As before, your program should read the data, including the parameters p, Ps, b. You should then construct and optimize the finite horizon belief-state MDP (number of steps n also given as input to the program). Note that for probabilistic reasoning you will use the functions you constructed for part 1 of the assignment. You need to output the optimal policy, either directly or interactively - your choice.

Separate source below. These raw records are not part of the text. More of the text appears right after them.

Issue #107, opened 2019-03-29
rubyfmt is not idempotent for all inputs


georgebrock:
* Ruby version: ruby 2.6.2p47 (2019-03-13 revision 67232) [x86_64-darwin18]
* Rubyfmt git sha: b918aaeda3d7c9213fd1d6c6509d698085d66f2c

## Input file

A line extracted from `fixtures/command_call_raise_actual.rb`:

```
raise ArgumentError.new bees
```

## Rubyfmt's output

`raise ArgumentError.new bees` becomes `raise ArgumentError.new(bees)` on the first pass through rubyfmt, and then `raise(ArgumentError.new(bees))` on the second pass.

After the second pass the output is stable.

```
$ cat test.rb
raise ArgumentError.new bees
$ cat test.rb | ruby src/rubyfmt.rb
raise ArgumentError.new(bees)
$ cat test.rb | ruby src/rubyfmt.rb | ruby src/rubyfmt.rb
raise(ArgumentError.new(bees))
$ cat test.rb | ruby src/rubyfmt.rb | ruby src/rubyfmt.rb | ruby src/rubyfmt.rb
raise(ArgumentError.new(bees))
```

## This breaks because

If someone were running rubyfmt automatically on every save, it ought to make no changes to parts of the file that hadn't been modified since the last save.

georgebrock:
I'm going to close this: after #117 and #112, rubyfmt is idempotent for all examples in the fixtures directory, and as that test suite grows we'll continue to check the new examples.

PR #112, opened 2019-03-31
Test idempotence

georgebrock:
This PR updates the test script to run the expected fixtures through `rubyfmt` and compare the output to the original file. The intention is to catch idempotence bugs, i.e. situations where running a file through `rubyfmt` a second time would change the file.

The failures seem to be around whether or not we include parens on a method call. I started looking at fixing them, but Ruby apparently has many, _many_ ways of representing the same call, and it's more than I'll have time to fix today.

Current failures are:

- ~~`fixtures/command_call_raise_expected.rb`~~ (fixed by #117)
- ~~`fixtures/nested_command_expected.rb`~~ (fixed by #117)
- ~~`fixtures/until_while_mod_expected.rb`~~ (fixed on this branch)

Related to #107

### DIFF
--- a/scripts/test_fixtures.sh
+++ b/scripts/test_fixtures.sh
@@ -9,7 +9,15 @@ test_folder() {
 
         if ! diff -u /tmp/out.rb "$file"
         then
-            echo "got diff"
+            echo "got diff between formated actual and expected"
+            exit 1
+        fi
+
+        time ruby --disable=gems src/rubyfmt.rb "$file" > /tmp/out.rb
+
+        if ! diff -u /tmp/out.rb "$file"
+        then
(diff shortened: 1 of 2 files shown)


samphippen:
@georgebrock are you going to take a crack at this or should I?

georgebrock:
@samphippen I intend to take a crack at it later in the week, but it's too big for the time I have today. If you want to tackle it sooner, feel free. I'll check here for comments before I do anything.

samphippen:
all yours, just checking you weren't expecting me to deal with it!

georgebrock:
Two of these will be fixed by #117, which leaves one more that is unrelated to method calls.

georgebrock:
@samphippen I think this is ready to go.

Part 2: Simplified scenarios requiring sequential decision making

(Simplified, non-bonus version)

This one is the same as above except that the information in the sensing data is given in the input. That is, the agent cannot make any more measurements. Therefore, the problem is now a simple MDP, with the following state space: robot location, and status of sites (visited/not visited, and what was found there). That is, for each site the state is one of: Unvisited (U), Dilithium (D), Antimatter (A), Nothing (0). After visiting the site, the state of that site always changes to "nothing". Use the simple finite-horizon MDP equation to solve this problem, and print out the optimal policy for each state and time slice (an arrow head indicating direction of motion for each location).

Deliverables

Source code and executable files of programs.
Explanation of the method for constructing the BN and your reasoning algorithm.
Non-trivial example runs on at least 2 scenarios of each type, including the input and output.
Submit makefile and short description on how to run your program. i.e. how /what parameters are passed to the program and how other inputs (e.g. positions of the agents are known to your program) including at least one full example on how to run your program with actual input.

Deadline: January 8, 2007.

Postponed (conditionally) to January 21, as follows: part I to be submitted by January 11. Part II (simplified) by January 21. Part II (original) is a bonus).